Fibromyalgia is a condition with symptoms such as fatigue, impaired sleep and an inability to concentrate, but it is most known for widespread chronic pain. There is no known cure and its cause is a mystery.
But more light is being shed on the disease as a report published in the journal Pain explains how researchers from McGill University Health Centre in Canada discovered a difference in gut bacteria between the 2-4 percent of the population who suffer and those who don’t.
Scientists found 19 different strains of bacteria in greater or lesser quantities in those suffering from the disease compared to the healthy control group. There were 77 fibromyalgia sufferers among the 156 study participants and researchers studied stool, blood, saliva and urine samples from both. Some of the healthy study participants lived in the same house as the fibromyalgia patients and were even related as parents, siblings or offspring.
"We used a range of techniques, including Artificial Intelligence, to confirm that the changes we saw in the microbiomes of fibromyalgia patients were not caused by factors such as diet, medication, physical activity, age, and so on, which are known to affect the microbiome," says Dr. Amir Minerbi, from the Alan Edwards Pain Management Unit at the McGill University Health Centre (MUHC). "We found that fibromyalgia and the symptoms of fibromyalgia—pain, fatigue and cognitive difficulties—contribute more than any of the other factors to the variations we see in the microbiomes of those with the disease. We also saw that the severity of a patient's symptoms was directly correlated with an increased presence or a more pronounced absence of certain bacteria—something which has never been reported before."
Scientists are not sure at this point if the difference in gut bacteria is just a marker for fibromyalgia or if it is actually a cause in some way. They hope to explore what role the bacteria play in the development of chronic pain and fibromyalgia and if there is a way to speed up the diagnosis of the disease or even develop a cure.

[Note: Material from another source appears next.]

PR #3201, opened 2024-08-08
Log when a detector ignores the timeout

rosecodym:
### Description:
If a detector ignores the configured timeout it is _probably_ because of I/O blocking, which degrades the efficiency of the detector worker pool when it happens a lot. In the worst case, a detector that fully hangs will zombify its worker, causing really bad performance problems. When this happens, we don't really have a good way to notice other than seeing scan throughput drop suspiciously. This PR adds explicit logging when detection takes longer than it should so we have a better chance of catching this.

"We sorted through large amounts of data, identifying 19 species that were either increased or decreased in individuals with fibromyalgia," says Emmanuel Gonzalez, from the Canadian Center for Computational Genomics and the Department of Human Genetics at McGill University. "By using machine learning, our computer was able to make a diagnosis of fibromyalgia, based only on the composition of the microbiome, with an accuracy of 87 per cent. As we build on this first discovery with more research, we hope to improve upon this accuracy, potentially creating a step-change in diagnosis."

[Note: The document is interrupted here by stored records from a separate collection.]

PR #3203, opened 2024-08-08
[bug] - Correctly Handle Large Files in BufferedReadSeeker

ahrav:
### Description:
This PR addresses a bug in the BufferedReadSeeker implementation where large files were not handled correctly. The fix ensures that the transition from in-memory buffering to disk-based buffering is seamless and efficient, allowing for proper management of large files.

### Checklist:

### DIFF
--- a/pkg/handlers/handlers_test.go
+++ b/pkg/handlers/handlers_test.go
@@ -390,3 +390,27 @@ func BenchmarkHandleTar(b *testing.B) {
 		assert.NoError(b, err)
 	}
 }
+
+func TestHandleLargeHTTPJson(t *testing.T) {
+	resp, err := http.Get("https://raw.githubusercontent.com/ahrav/nothing-to-see-here/main/md_random_data.json.zip")
+	assert.NoError(t, err)
+	defer func() {
+		if resp != nil && resp.Body != nil {
+			resp.Body.Close()
+		}
+	}()
+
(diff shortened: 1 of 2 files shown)


pkg/handlers/handlers_test.go
```diff
@@ -390,3 +390,27 @@ func BenchmarkHandleTar(b *testing.B) {
 		assert.NoError(b, err)
 	}
 }
+
+func TestHandleLargeHTTPJson(t *testing.T) {
+	resp, err := http.Get("https://raw.githubusercontent.com/ahrav/nothing-to-see-here/main/md_random_data.json.zip")
+	assert.NoError(t, err)
```
rosecodym, line 396: i learned recently that `NoError` returns a value that you can use to bail on the rest of the test if appropriate

rosecodym (approved):
thanks!

pkg/handlers/handlers_test.go
ahrav: Do you prefer that over an explicit err != nil + t.Fatal?

ahrav: I ask because we also use the if err != nil + t.Fatal approach, and I want to ensure consistency if possible. I don't have a strong opinion either way, so i'll go with whatever people feel is more appropriate.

"People with fibromyalgia suffer not only from the symptoms of their disease but also from the difficulty of family, friends and medical teams to comprehend their symptoms," says Yoram Shir, Director of the Alan Edwards Pain Management Unit at the MUHC. "As pain physicians, we are frustrated by our inability to help, and this frustration is a good fuel for research. This is the first evidence, at least in humans, that the microbiome could have an effect on diffuse pain, and we really need new ways to look at chronic pain."